Search the records below for the word "permission". Pull out each line that has it.

* _Task input_:
- Opening Delimiter -
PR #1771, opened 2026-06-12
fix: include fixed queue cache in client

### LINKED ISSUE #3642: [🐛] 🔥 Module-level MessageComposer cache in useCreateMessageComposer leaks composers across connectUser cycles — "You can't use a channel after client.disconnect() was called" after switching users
- Closing Delimiter -
- Opening Delimiter -
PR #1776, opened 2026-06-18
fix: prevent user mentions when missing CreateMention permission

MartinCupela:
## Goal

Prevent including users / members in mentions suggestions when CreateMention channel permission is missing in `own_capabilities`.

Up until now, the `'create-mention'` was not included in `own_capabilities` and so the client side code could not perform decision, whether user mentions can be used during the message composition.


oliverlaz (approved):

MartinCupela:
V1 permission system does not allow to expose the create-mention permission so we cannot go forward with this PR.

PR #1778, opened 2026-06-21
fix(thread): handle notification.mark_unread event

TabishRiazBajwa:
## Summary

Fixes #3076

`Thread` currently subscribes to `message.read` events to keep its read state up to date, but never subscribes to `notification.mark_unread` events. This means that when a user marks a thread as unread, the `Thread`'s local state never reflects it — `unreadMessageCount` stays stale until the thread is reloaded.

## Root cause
- Closing Delimiter -
- Opening Delimiter -
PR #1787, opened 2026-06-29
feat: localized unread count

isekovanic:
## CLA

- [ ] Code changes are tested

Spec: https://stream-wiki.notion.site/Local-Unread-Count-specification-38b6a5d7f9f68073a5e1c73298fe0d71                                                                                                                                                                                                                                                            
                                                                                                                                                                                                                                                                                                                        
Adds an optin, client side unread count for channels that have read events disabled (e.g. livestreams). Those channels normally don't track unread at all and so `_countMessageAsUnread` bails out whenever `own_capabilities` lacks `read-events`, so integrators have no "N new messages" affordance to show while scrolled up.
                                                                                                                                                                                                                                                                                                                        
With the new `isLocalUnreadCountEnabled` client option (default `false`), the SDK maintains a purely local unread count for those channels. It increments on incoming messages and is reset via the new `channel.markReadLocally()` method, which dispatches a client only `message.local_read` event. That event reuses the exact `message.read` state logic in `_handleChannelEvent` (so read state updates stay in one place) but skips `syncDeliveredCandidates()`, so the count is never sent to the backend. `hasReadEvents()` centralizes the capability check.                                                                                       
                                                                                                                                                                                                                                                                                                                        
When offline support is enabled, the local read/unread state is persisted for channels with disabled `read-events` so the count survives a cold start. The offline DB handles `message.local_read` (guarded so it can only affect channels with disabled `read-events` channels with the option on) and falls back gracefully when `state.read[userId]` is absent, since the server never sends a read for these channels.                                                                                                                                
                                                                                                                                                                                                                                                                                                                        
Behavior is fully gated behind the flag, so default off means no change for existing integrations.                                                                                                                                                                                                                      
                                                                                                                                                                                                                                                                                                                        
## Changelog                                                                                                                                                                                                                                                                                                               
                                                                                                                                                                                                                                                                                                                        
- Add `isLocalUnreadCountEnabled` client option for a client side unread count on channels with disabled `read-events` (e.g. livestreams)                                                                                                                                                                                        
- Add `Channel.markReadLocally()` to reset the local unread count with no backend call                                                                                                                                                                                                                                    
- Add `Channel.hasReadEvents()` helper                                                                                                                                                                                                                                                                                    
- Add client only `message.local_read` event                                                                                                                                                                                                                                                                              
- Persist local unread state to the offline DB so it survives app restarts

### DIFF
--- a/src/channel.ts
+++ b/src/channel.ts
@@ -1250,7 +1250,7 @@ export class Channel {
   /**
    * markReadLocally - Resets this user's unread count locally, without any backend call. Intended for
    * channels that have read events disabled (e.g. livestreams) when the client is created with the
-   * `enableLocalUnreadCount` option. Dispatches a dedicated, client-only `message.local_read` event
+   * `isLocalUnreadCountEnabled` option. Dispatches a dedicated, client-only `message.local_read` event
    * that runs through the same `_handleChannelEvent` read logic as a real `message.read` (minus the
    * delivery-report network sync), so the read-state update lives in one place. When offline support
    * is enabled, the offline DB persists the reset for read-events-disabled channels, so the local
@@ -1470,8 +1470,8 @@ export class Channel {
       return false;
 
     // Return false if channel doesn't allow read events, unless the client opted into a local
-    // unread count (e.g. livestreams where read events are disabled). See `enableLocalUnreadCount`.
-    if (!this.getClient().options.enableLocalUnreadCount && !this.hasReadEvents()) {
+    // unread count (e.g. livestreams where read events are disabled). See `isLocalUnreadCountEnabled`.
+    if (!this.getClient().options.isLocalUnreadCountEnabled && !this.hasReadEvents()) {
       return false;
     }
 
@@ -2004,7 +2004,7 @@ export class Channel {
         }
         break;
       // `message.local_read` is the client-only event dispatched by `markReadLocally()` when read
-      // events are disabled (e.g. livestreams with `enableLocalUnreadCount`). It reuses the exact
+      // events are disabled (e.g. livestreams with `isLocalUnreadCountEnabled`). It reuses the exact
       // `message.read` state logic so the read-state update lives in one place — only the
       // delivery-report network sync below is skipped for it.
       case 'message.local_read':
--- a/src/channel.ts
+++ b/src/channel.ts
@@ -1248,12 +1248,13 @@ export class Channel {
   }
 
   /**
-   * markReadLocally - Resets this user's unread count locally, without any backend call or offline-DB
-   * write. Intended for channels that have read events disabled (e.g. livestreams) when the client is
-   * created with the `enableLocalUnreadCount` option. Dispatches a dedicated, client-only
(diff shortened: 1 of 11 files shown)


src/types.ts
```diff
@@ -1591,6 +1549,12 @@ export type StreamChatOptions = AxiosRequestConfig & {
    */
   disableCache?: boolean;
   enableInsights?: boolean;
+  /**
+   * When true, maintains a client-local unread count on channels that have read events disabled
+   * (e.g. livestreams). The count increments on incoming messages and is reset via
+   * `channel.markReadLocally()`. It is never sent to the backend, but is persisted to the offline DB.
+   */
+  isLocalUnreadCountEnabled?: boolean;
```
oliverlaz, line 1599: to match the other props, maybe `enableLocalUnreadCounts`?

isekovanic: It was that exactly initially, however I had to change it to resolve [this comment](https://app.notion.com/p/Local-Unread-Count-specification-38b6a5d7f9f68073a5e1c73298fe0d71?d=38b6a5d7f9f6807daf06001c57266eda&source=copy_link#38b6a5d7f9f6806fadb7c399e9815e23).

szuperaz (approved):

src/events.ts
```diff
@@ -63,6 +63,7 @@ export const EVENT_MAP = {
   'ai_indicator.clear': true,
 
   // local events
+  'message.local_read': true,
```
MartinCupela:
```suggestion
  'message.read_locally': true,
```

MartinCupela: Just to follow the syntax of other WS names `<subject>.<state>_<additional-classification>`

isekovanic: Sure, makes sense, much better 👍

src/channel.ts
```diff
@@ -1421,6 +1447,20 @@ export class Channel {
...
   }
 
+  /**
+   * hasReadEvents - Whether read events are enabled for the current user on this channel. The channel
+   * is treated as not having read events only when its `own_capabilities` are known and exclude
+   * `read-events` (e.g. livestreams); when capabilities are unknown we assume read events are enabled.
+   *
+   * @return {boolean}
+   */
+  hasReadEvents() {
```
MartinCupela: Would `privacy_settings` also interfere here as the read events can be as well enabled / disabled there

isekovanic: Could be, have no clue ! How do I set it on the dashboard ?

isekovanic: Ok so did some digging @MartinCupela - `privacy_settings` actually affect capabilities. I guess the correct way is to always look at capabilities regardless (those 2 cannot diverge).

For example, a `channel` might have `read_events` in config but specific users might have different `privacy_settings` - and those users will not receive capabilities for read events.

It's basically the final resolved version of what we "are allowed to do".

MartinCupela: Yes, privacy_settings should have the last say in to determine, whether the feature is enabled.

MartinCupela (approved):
- Closing Delimiter -
* _Written solution_:
fix: prevent user mentions when missing CreateMention permission
Prevent including users / members in mentions suggestions when CreateMention channel permission is missing in `own_capabilities`.
V1 permission system does not allow to expose the create-mention permission so we cannot go forward with this PR.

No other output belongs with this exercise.